> **Data**:
PR #2131, opened 2025-05-12
IPVGO: Improve favor gain from wins to balance around the rep value of favor

ficocelliguy:
(Replaces #2097 ) 

Instead of giving flat favor on winstreaks, instead give flat rep immediately converted to favor. This prevents getting the favor early from being a noob trap / feelsbad and requiring many times more rep later to catch up.

This PR also takes the opportunity to re-balance the amount of favor you can get from IPvGO to be lower, since it was so high to begin with.

Note that this is a minor breaking change, since `ns.analysis.getStats()` now includes `rep` instead of `favor` in the shape of its return object. 

context on this approach:
https://discord.com/channels/415207508303544321/1221920484111814828/1370880271435698216

player request 1:
https://discord.com/channels/415207508303544321/923445914461413376/1361035760643473509

player request 2:
https://discord.com/channels/415207508303544321/459097632896188436/1353769464839016542

### DIFF
--- a/src/Go/boardAnalysis/scoring.ts
+++ b/src/Go/boardAnalysis/scoring.ts
@@ -5,11 +5,12 @@ import { GoOpponent, GoColor } from "@enums";
 import { newOpponentStats } from "../Constants";
 import { getAllChains, getPlayerNeighbors } from "./boardAnalysis";
 import { getKomi, resetAI } from "./goAI";
-import { getDifficultyMultiplier, getMaxFavor, getWinstreakMultiplier } from "../effects/effect";
+import { getDifficultyMultiplier, getMaxRep, getWinstreakMultiplier } from "../effects/effect";
 import { isNotNullish } from "../boardState/boardState";
 import { Factions } from "../../Faction/Factions";
 import { getEnumHelper } from "../../utils/EnumHelper";
 import { Go, GoEvents } from "../Go";
+import { calculateFavorAfterResetting } from "../../Faction/formulas/favor";
 
 /**
  * Returns the score of the current board.
@@ -49,7 +50,7 @@ export function endGoGame(boardState: BoardState) {
 
   boardState.previousPlayer = null;
   const statusToUpdate = getOpponentStats(boardState.ai);
-  statusToUpdate.favor = statusToUpdate.favor ?? 0;
+  statusToUpdate.rep = statusToUpdate.rep ?? 0;
   const score = getScore(boardState);
 
   if (score[GoColor.black].sum < score[GoColor.white].sum) {
@@ -68,10 +69,12 @@ export function endGoGame(boardState: BoardState) {
       factionName &&
       statusToUpdate.winStreak % 2 === 0 &&
       Player.factions.includes(factionName) &&
-      statusToUpdate.favor < getMaxFavor()
+      statusToUpdate.rep < getMaxRep()
     ) {
-      Factions[factionName].setFavor(Factions[factionName].favor + 1);
-      statusToUpdate.favor++;
+      const currentFavor = Factions[factionName].favor;
+      const newFavor = calculateFavorAfterResetting(currentFavor, 1000);
+      Factions[factionName].setFavor(currentFavor + newFavor);
+      statusToUpdate.rep += 1000;
     }
   }
 
--- a/src/Go/boardAnalysis/scoring.ts
+++ b/src/Go/boardAnalysis/scoring.ts
@@ -72,9 +72,10 @@ export function endGoGame(boardState: BoardState) {
       statusToUpdate.rep < getMaxRep()
     ) {
       const currentFavor = Factions[factionName].favor;
-      const newFavor = addRepToFavor(currentFavor, 1000);
+      const repToAdd = getMaxRep() / 200;
+      const newFavor = addRepToFavor(currentFavor, repToAdd);
       Factions[factionName].setFavor(newFavor);
-      statusToUpdate.rep += 1000;
+      statusToUpdate.rep += newFavor;
     }
   }
 
--- a/src/Go/boardAnalysis/scoring.ts
+++ b/src/Go/boardAnalysis/scoring.ts
@@ -10,7 +10,7 @@ import { isNotNullish } from "../boardState/boardState";
 import { Factions } from "../../Faction/Factions";
 import { getEnumHelper } from "../../utils/EnumHelper";
 import { Go, GoEvents } from "../Go";
-import { calculateFavorAfterResetting } from "../../Faction/formulas/favor";
+import { addRepToFavor } from "../../Faction/formulas/favor";
 
 /**
  * Returns the score of the current board.
@@ -72,8 +72,8 @@ export function endGoGame(boardState: BoardState) {
       statusToUpdate.rep < getMaxRep()
     ) {
       const currentFavor = Factions[factionName].favor;
-      const newFavor = calculateFavorAfterResetting(currentFavor, 1000);
-      Factions[factionName].setFavor(currentFavor + newFavor);
+      const newFavor = addRepToFavor(currentFavor, 1000);
+      Factions[factionName].setFavor(newFavor);
       statusToUpdate.rep += 1000;
     }
   }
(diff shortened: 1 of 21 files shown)


paulcdejean:
Were people really saying 120 favor was too high for deep endgame?

That seems a bit strange considering that bn14 isn't part of the endgame meta like at all currently.

paulcdejean:
My personal preference is 100k 200k 300k 400k

50% nerf for early game and no nerf for endgame (as currently there's way way more broken stuff in endgame).

paulcdejean:
For 14.1 specifically going from:
40 favor -> 80 favor
to 80k rep -> 120k rep

Is a bit of a crazy nerf considering that no one was ever rushing 14.1 in endgame.

paulcdejean:
Also if there's a balance pass for 3.0 in general then, I'm not currently aware of it but it would maybe explain why there's the feeling that BN14 needs a huge nerf.

d0sboots:
3.0 *is* good timing for balance changes, and this change necessitates rebalance in some form because we're operating with different types of values. That said, I'll have to look into the formulas more closely before I have an opinion on specific numbers. My gut instinct is that I agree with Paul that existing buffs were not OP, given the effort required to gain them.

src/Go/boardAnalysis/scoring.ts
```diff
@@ -68,10 +69,12 @@ export function endGoGame(boardState: BoardState) {
...
       statusToUpdate.winStreak % 2 === 0 &&
       Player.factions.includes(factionName) &&
-      statusToUpdate.favor < getMaxFavor()
+      statusToUpdate.rep < getMaxRep()
     ) {
-      Factions[factionName].setFavor(Factions[factionName].favor + 1);
-      statusToUpdate.favor++;
+      const currentFavor = Factions[factionName].favor;
+      const newFavor = calculateFavorAfterResetting(currentFavor, 1000);
+      Factions[factionName].setFavor(currentFavor + newFavor);
```
d0sboots: Did you test this? CalculateFavorAfterResetting already does this addition.

src/Go/ui/GoHistoryPage.tsx
```diff
@@ -115,15 +115,20 @@ export const GoHistoryPage = (): React.ReactElement => {
...
                     title={
                       <>
-                        Two wins in a row against a faction will give you +1 favor to that faction <br />
-                        (up to a max of {getMaxFavor()} favor), if you are a member of that faction <br />
+                        Two wins in a row against an opponent will give you 1000 rep converted to favor with that
+                        faction <br />
+                        (up to a max of {getMaxRep()} favor), if you are a member of that faction.
+                        <br />
+                        <br />
+                        This is done as favor converted to rep to avoid making the favor worth much less rep early in an
```
d0sboots: I would remove this, it is confusing and irrelevant. Players don't care about why we made a change. Instead, explain the consequences of having rep immediately converted to favor: 
"The rep is immediately applied as favor, which means it is useful for certain purposes right away, without needing to install augs."

src/Go/ui/GoHistoryPage.tsx
```diff
@@ -115,15 +115,20 @@ export const GoHistoryPage = (): React.ReactElement => {
                   <Tooltip
                     title={
                       <>
-                        Two wins in a row against a faction will give you +1 favor to that faction <br />
-                        (up to a max of {getMaxFavor()} favor), if you are a member of that faction <br />
+                        Two wins in a row against an opponent will give you 1000 rep converted to favor with that
```
d0sboots:
```suggestion
                        Two wins in a row against an opponent will give you 1000 rep with that
```
See below

src/Go/ui/GoInstructionsPage.tsx
```diff
@@ -149,8 +149,12 @@ export const GoInstructionsPage = (): React.ReactElement => {
               will increase the amount gained, but is not required.
               <br />
               <br />
-              Two wins in a row against a faction will give you +1 favor to that faction (up to a max of
-              {getMaxFavor()} favor), if you are a member of that faction.
+              Two wins in a row against an opponent will give you 1000 rep converted to favor with that faction (up to a
+              max of {getMaxRep()} favor), if you are a member of that faction.
+              <br />
+              <br />
+              (This is done as favor converted to rep to avoid making the favor worth much less rep early in an install
```
d0sboots: Same comments here

src/Go/ui/GoScorePowerSummary.tsx
```diff
@@ -99,14 +99,18 @@ export const GoScorePowerSummary = ({ finalScore, opponent }: Props) => {
         <Tooltip
           title={
             <>
-              Two wins in a row against a faction will give you +1 favor to that faction <br />
-              (up to a max of {getMaxFavor()} favor), if you are a member of that faction
+              Two wins in a row against an opponent will give you 1000 rep converted to favor with that faction (up to a
+              max of {getMaxRep()} favor), if you are a member of that faction.
+              <br />
+              <br />
+              (This is done as favor converted to rep to avoid making the favor worth much less rep early in an install
```
d0sboots: Huh, it almost feels like this description should be shared somewhere XD

d0sboots (commented):
There is a savegame conversion issue here that should at least be considered and tested, even if we don't ultimately add code for it. 

OppenentStats are part of the save. This means that existing saves will continue to have favor as part of their OpponentStats, until those are reset by entering a new BN.

This should be harmless, but what is slightly less harmless is that favor used to gate favor gain, and now a different field does. This means double gain is possible (once) across the transition. 

I'm tentatively OK with allowing that, but it should be a conscious decision.

src/Go/boardAnalysis/scoring.ts
```diff
@@ -68,10 +69,12 @@ export function endGoGame(boardState: BoardState) {
       factionName &&
       statusToUpdate.winStreak % 2 === 0 &&
       Player.factions.includes(factionName) &&
-      statusToUpdate.favor < getMaxFavor()
+      statusToUpdate.rep < getMaxRep()
     ) {
-      Factions[factionName].setFavor(Factions[factionName].favor + 1);
-      statusToUpdate.favor++;
+      const currentFavor = Factions[factionName].favor;
+      const newFavor = calculateFavorAfterResetting(currentFavor, 1000);
```
d0sboots: Optional: Rename this to `addRepToFavor`, since that's what it actually does and it has broader uses now.

src/Go/boardAnalysis/scoring.ts
ficocelliguy: Good catch, fix'd

d0sboots:
I'm writing my analysis here for posterity.
Old state: 40/80/100/120 favor gained for SF14.0/1/2/3. The proper "base" to consider this from is 110/70/50/30, since those are the favor amounts that allow the favor gain to hit the magic value of 150, where additional gain is unlocked via donation. This translates to:
`25000 * (1.02^150 - 1.02^(150-x))` = 266.7k/387.5k/420.2k/442.2k rep.

The new amounts proposed are 80k/160k/240k/320k. This translates to:
`150 - log(1.02^150 - x/25000)/log(1.02)` = 9.05/20.09/34.23/53.95 optimal favor.

There is no question that this is a pretty significant nerf. The larger question is, is the nerf warranted? I have an opinion (no), but it's not based on much more than a hunch.

I *do* think that the rewards being more-or-less linear in terms of rep, rather than favor, will work out better in the long run.

Edit: The balancing is the last open question I think, everything else looks good. I will try to keep the numbers balancing from becoming a quagmire that drags without resolution.

paul-civitas:
> This translates to:
> 25000 * (1.02^150 - 1.02^(150-x)) = 266.7k/387.5k/420.2k/442.2k rep.

I didn't do the exact math but yeah this is why I was saying 100k, 200k, 300k, 400k was a 50%ish nerf early game and a slight nerf end game.

100k 200k 300k 400k is still my preference. It's roughly in line w/ the current balance, and its nice round easy to understand numbers.

src/Go/boardAnalysis/scoring.ts
```diff
@@ -72,9 +72,10 @@ export function endGoGame(boardState: BoardState) {
       statusToUpdate.rep < getMaxRep()
     ) {
       const currentFavor = Factions[factionName].favor;
-      const newFavor = addRepToFavor(currentFavor, 1000);
+      const repToAdd = getMaxRep() / 200;
+      const newFavor = addRepToFavor(currentFavor, repToAdd);
       Factions[factionName].setFavor(newFavor);
-      statusToUpdate.rep += 1000;
+      statusToUpdate.rep += newFavor;
```
d0sboots:
```suggestion
      statusToUpdate.rep += repToAdd;
```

> **Your assignment**: Using the entries above, say how many lines include the word "part", with no other output.

> **Solution to the problem**: 2